• _INFORMATION PROVIDED_:
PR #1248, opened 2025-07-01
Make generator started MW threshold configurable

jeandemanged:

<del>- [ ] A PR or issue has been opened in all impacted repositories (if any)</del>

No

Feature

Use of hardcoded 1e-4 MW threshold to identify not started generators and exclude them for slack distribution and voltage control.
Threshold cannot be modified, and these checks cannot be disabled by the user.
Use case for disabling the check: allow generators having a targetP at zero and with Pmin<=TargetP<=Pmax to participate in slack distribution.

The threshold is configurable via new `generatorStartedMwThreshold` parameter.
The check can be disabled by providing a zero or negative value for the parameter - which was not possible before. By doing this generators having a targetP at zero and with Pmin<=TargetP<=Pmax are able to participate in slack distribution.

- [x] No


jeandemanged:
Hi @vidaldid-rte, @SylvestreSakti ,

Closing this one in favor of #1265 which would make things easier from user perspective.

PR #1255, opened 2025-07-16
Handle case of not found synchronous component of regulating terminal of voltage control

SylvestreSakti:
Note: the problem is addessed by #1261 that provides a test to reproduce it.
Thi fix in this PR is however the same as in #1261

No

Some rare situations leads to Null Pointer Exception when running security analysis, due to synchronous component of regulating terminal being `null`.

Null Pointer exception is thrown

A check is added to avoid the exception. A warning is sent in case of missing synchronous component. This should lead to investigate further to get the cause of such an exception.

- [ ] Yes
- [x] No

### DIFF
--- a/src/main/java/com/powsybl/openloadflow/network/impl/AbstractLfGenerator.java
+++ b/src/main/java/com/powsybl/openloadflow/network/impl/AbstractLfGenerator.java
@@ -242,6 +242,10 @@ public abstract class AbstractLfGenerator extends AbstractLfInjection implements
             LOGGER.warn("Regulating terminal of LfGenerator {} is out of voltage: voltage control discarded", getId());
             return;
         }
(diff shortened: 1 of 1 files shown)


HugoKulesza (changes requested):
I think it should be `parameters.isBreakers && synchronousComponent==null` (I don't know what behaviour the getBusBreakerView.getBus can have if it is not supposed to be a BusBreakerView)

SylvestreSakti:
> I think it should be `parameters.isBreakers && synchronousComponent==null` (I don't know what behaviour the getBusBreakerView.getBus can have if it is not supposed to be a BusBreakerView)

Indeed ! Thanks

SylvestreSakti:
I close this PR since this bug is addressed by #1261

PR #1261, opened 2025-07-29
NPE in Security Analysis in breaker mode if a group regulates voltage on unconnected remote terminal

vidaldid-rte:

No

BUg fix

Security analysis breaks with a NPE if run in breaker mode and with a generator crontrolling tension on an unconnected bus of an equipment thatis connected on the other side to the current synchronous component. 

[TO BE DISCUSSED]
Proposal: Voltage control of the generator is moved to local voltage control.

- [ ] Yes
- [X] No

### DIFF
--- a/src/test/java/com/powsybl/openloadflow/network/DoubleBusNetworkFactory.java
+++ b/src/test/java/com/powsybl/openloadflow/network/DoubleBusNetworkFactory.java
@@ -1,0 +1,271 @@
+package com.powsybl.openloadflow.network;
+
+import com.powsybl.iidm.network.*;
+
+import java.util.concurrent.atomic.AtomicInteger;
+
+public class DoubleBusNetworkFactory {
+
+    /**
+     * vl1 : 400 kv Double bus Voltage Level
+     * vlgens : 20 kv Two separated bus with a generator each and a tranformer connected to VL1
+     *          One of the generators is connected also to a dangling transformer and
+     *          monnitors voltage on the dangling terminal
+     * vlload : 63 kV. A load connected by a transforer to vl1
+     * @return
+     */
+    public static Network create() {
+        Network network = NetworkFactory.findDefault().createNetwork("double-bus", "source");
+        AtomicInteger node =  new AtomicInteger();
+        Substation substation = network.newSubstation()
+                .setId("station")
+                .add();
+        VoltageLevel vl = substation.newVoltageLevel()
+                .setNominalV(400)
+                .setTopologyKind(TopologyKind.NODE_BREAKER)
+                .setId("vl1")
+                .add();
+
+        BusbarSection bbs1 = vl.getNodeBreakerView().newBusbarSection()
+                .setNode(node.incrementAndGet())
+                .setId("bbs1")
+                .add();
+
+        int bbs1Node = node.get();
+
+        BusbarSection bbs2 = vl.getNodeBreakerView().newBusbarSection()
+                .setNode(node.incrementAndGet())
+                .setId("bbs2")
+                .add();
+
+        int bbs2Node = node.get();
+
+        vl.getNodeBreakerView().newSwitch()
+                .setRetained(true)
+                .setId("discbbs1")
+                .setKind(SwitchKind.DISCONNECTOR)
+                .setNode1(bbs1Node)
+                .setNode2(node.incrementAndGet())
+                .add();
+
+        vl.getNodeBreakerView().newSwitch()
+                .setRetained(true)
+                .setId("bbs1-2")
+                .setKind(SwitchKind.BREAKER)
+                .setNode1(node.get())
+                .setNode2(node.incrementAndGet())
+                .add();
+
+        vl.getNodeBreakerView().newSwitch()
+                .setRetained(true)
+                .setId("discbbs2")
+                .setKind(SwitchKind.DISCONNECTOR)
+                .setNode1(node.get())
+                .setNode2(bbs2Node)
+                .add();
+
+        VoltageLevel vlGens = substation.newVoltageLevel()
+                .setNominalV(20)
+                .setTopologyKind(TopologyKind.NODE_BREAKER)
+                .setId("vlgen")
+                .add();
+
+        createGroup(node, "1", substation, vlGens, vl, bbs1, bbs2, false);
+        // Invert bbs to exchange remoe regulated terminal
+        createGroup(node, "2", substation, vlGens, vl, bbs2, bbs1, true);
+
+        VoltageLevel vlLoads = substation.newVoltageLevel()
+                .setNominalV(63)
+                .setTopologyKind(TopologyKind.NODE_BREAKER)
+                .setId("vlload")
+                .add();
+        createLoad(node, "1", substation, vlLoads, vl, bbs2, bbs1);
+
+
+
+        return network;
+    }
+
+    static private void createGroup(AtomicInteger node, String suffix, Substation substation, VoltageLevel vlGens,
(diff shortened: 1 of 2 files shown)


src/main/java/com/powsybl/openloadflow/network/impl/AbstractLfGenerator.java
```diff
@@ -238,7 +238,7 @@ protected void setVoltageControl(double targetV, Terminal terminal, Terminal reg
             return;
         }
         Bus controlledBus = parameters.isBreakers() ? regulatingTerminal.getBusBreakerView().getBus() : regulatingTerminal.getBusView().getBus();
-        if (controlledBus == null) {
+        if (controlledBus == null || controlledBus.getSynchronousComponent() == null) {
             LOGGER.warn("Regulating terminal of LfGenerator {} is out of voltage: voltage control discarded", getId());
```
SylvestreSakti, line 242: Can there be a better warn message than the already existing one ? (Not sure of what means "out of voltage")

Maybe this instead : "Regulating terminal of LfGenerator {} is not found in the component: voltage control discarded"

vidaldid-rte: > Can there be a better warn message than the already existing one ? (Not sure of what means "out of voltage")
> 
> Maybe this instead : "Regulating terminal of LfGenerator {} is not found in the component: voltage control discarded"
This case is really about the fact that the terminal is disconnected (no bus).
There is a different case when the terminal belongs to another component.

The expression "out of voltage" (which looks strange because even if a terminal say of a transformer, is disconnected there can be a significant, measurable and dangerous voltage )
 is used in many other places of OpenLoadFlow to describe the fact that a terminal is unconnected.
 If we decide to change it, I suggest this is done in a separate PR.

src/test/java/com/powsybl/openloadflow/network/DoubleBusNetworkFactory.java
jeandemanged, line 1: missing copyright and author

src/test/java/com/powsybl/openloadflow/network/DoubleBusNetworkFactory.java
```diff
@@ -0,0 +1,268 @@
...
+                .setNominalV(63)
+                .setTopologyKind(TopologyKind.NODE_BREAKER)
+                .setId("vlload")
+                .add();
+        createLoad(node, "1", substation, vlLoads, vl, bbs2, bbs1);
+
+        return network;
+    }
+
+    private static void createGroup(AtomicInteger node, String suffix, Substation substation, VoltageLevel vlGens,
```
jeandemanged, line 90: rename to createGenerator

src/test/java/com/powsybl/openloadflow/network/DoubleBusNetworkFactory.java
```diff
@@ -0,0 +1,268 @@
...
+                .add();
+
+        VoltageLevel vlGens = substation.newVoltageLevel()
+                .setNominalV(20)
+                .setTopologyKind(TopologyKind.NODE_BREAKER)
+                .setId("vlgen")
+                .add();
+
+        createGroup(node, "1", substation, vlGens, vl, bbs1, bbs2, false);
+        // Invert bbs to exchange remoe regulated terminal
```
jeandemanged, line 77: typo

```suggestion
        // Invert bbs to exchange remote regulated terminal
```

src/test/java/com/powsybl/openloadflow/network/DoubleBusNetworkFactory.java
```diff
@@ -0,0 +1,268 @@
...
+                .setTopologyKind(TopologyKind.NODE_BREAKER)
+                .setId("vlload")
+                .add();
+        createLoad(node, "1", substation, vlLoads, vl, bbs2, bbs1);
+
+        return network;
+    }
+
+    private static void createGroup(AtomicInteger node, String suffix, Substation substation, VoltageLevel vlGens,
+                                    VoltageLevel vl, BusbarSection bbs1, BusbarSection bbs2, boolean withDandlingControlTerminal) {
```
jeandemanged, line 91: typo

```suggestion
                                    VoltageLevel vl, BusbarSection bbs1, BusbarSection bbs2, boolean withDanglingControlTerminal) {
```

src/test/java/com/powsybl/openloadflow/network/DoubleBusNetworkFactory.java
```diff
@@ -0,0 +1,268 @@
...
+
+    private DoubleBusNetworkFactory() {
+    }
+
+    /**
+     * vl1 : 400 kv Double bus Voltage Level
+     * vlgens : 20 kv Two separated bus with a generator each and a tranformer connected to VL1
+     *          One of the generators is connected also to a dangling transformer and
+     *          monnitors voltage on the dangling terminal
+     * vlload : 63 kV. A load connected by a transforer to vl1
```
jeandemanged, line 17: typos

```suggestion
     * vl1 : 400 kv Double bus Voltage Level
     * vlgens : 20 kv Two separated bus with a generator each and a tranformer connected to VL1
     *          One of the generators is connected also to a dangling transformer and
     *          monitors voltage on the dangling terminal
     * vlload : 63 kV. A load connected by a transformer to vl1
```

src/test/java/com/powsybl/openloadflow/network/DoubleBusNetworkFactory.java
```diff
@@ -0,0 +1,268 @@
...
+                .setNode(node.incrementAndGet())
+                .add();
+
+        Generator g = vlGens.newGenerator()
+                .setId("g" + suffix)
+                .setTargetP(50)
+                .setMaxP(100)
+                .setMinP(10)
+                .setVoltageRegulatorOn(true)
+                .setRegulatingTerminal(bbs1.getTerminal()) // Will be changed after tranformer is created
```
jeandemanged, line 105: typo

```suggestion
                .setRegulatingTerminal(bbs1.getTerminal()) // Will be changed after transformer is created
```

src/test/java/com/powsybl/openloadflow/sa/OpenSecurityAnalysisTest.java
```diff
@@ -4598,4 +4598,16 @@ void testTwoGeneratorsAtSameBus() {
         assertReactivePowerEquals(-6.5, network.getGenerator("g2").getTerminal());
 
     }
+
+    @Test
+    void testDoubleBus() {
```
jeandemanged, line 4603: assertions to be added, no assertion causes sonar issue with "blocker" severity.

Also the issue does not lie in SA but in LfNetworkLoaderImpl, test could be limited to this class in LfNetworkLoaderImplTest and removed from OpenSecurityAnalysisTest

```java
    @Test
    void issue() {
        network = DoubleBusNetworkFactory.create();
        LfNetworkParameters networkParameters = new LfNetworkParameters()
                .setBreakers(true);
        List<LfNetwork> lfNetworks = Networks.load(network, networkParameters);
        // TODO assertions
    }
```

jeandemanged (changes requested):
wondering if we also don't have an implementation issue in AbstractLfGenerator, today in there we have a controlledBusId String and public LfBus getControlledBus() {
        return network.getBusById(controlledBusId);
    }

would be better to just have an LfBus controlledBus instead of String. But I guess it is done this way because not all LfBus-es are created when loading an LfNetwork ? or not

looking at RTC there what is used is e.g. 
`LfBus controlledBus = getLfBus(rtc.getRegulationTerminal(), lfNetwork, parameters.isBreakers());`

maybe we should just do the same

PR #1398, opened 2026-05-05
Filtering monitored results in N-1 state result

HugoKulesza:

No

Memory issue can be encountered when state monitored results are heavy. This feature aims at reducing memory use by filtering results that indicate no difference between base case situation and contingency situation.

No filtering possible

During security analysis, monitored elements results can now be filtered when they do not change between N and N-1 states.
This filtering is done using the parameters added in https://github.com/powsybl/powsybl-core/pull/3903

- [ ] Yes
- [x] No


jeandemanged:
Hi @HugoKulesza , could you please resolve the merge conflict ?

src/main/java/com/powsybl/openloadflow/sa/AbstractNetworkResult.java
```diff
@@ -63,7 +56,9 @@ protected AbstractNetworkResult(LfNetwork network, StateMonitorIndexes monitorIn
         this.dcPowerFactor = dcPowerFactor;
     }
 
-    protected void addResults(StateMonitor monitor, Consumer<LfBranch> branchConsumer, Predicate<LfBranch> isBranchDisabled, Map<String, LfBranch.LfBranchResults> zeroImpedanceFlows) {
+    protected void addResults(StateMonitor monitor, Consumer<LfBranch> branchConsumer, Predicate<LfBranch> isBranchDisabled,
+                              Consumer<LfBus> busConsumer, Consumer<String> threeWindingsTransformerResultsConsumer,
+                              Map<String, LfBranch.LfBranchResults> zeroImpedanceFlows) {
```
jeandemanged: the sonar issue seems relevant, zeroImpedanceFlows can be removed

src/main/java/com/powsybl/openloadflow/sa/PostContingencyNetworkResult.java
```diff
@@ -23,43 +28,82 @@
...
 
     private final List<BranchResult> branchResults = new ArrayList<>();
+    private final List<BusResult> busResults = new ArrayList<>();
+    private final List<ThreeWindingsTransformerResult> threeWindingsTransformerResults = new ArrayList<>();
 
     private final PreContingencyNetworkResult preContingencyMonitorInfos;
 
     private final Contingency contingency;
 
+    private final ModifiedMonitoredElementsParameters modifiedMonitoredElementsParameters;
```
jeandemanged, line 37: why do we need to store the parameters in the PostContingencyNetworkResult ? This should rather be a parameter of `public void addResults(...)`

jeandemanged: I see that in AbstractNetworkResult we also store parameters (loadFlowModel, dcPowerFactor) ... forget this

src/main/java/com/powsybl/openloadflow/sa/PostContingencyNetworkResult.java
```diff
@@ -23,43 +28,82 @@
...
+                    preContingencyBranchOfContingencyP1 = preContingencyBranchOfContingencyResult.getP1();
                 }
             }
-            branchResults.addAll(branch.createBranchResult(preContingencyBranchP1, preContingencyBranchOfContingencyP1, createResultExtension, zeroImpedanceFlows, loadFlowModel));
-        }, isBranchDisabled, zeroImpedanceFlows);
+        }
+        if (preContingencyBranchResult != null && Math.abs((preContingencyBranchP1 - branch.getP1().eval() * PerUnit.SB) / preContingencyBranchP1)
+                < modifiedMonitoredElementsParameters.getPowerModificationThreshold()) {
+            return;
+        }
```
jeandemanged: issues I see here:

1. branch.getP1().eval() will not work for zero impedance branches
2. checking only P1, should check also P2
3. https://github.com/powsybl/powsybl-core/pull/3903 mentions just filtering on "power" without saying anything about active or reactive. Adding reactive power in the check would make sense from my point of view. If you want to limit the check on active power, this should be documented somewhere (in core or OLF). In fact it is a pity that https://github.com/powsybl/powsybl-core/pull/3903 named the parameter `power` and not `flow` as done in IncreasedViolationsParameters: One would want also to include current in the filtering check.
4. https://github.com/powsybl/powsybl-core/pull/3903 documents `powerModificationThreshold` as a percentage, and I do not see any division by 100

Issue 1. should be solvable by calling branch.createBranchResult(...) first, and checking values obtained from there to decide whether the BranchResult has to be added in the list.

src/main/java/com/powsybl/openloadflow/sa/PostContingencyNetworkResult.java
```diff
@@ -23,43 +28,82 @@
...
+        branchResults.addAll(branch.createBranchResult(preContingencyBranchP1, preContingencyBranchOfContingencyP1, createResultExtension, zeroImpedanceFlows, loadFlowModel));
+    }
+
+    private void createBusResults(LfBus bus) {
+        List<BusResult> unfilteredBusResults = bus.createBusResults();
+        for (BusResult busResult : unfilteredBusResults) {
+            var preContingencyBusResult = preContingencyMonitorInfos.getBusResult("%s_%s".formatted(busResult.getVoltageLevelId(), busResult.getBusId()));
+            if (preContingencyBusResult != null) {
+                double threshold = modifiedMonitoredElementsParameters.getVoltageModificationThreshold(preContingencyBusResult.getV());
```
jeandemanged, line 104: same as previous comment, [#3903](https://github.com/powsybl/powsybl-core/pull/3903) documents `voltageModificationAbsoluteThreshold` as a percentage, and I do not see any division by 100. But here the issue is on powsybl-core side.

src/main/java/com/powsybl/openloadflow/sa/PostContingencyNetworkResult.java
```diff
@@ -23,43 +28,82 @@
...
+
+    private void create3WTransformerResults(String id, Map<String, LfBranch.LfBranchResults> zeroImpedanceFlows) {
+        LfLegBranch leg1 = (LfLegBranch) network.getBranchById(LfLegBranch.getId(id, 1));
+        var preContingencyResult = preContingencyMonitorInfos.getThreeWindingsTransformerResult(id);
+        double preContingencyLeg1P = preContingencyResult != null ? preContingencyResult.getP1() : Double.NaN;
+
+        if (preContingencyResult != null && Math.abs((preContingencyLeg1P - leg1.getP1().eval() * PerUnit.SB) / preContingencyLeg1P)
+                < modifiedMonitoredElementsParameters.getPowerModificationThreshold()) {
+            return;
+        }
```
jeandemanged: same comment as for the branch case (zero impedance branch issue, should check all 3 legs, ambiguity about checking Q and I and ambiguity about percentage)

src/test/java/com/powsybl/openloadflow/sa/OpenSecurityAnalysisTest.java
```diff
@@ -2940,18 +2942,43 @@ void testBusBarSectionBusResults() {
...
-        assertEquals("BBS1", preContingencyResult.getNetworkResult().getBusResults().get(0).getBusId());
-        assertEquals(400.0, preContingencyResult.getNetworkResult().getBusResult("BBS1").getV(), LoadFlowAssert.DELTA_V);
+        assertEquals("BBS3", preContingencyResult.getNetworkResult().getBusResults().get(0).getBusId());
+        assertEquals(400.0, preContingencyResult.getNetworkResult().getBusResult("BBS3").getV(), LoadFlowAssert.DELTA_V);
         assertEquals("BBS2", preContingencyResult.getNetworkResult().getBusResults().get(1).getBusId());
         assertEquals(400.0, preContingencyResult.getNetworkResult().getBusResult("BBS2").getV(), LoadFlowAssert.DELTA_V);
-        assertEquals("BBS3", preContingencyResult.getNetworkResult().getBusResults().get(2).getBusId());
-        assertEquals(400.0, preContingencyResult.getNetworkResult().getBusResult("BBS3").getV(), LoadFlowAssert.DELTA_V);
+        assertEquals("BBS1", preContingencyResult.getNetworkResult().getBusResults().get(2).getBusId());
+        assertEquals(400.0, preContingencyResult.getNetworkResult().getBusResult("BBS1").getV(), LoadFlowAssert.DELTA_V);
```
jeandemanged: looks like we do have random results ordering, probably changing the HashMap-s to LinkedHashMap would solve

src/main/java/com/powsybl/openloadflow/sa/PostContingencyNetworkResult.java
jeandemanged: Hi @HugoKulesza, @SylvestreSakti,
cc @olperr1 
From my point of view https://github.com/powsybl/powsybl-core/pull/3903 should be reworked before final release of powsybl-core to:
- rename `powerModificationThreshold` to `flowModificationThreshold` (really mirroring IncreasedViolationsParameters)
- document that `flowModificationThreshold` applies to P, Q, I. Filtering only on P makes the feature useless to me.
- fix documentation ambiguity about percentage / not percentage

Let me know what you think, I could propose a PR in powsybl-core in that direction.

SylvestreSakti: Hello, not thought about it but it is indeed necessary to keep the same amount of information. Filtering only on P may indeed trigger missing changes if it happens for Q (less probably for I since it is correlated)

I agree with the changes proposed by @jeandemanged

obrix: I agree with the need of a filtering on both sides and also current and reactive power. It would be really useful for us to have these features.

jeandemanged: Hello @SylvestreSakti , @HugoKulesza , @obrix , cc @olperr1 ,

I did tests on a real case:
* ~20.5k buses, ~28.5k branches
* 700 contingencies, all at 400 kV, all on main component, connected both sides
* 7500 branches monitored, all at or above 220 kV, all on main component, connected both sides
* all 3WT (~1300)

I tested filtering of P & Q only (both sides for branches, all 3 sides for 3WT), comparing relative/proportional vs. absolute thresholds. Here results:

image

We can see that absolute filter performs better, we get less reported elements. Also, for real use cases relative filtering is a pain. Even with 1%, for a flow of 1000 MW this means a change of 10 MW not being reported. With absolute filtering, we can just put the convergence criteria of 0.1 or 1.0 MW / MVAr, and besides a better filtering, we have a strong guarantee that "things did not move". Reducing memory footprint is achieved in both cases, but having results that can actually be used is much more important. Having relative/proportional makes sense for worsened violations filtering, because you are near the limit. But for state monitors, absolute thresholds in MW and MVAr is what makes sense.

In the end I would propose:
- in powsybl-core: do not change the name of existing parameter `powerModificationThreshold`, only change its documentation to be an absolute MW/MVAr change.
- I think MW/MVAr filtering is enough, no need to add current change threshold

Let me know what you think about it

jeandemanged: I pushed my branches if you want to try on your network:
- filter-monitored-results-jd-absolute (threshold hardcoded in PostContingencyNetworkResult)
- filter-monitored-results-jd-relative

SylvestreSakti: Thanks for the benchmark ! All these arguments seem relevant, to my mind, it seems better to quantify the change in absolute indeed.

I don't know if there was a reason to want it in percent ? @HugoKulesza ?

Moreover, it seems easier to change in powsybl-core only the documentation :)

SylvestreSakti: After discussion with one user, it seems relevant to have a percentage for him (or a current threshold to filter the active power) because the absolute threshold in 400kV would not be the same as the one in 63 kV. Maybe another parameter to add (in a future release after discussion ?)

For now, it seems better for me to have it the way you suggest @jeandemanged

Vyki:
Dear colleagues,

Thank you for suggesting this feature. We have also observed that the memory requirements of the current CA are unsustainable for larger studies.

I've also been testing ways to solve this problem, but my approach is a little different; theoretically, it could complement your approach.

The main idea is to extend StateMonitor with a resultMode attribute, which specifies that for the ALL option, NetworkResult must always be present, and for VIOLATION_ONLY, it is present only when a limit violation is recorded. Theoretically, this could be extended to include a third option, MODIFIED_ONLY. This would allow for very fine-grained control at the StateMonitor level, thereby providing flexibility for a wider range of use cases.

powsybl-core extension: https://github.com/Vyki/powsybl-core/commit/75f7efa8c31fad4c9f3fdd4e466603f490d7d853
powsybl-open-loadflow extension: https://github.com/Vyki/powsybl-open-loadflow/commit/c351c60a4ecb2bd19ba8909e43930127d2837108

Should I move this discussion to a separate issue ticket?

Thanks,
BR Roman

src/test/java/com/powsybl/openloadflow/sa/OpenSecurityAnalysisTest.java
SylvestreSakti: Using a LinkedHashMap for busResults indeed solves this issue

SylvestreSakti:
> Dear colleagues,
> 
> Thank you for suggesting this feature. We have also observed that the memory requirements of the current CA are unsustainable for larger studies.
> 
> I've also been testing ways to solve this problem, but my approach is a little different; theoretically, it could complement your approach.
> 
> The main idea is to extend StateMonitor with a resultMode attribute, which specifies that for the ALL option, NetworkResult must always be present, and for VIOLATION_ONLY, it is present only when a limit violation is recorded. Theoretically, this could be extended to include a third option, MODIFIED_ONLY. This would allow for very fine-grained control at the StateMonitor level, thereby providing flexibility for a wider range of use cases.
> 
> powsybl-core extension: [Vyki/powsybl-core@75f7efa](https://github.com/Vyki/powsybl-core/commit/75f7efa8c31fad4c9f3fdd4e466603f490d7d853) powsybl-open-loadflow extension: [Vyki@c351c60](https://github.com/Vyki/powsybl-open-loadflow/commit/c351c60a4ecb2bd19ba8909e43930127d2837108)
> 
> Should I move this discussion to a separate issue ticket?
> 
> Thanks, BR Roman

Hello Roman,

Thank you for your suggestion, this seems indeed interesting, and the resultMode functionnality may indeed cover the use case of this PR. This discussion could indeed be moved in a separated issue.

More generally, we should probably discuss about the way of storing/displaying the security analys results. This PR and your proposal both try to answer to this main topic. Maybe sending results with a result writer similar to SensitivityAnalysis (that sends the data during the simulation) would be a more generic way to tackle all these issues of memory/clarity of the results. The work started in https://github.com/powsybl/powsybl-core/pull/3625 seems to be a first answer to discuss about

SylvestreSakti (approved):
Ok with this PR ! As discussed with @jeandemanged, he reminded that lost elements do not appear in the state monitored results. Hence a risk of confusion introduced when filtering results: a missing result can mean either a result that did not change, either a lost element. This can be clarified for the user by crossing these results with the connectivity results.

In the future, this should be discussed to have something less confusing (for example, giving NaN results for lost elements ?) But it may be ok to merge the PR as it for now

• _EXERCISE DIRECTIONS_: The answer should consist of the lines from the first line of the entries through the line with "Threshold cannot be", copied exactly.

• _TASK OUTPUT_:
PR #1248, opened 2025-07-01
Make generator started MW threshold configurable

jeandemanged:

<del>- [ ] A PR or issue has been opened in all impacted repositories (if any)</del>

No

Feature

Use of hardcoded 1e-4 MW threshold to identify not started generators and exclude them for slack distribution and voltage control.
Threshold cannot be modified, and these checks cannot be disabled by the user.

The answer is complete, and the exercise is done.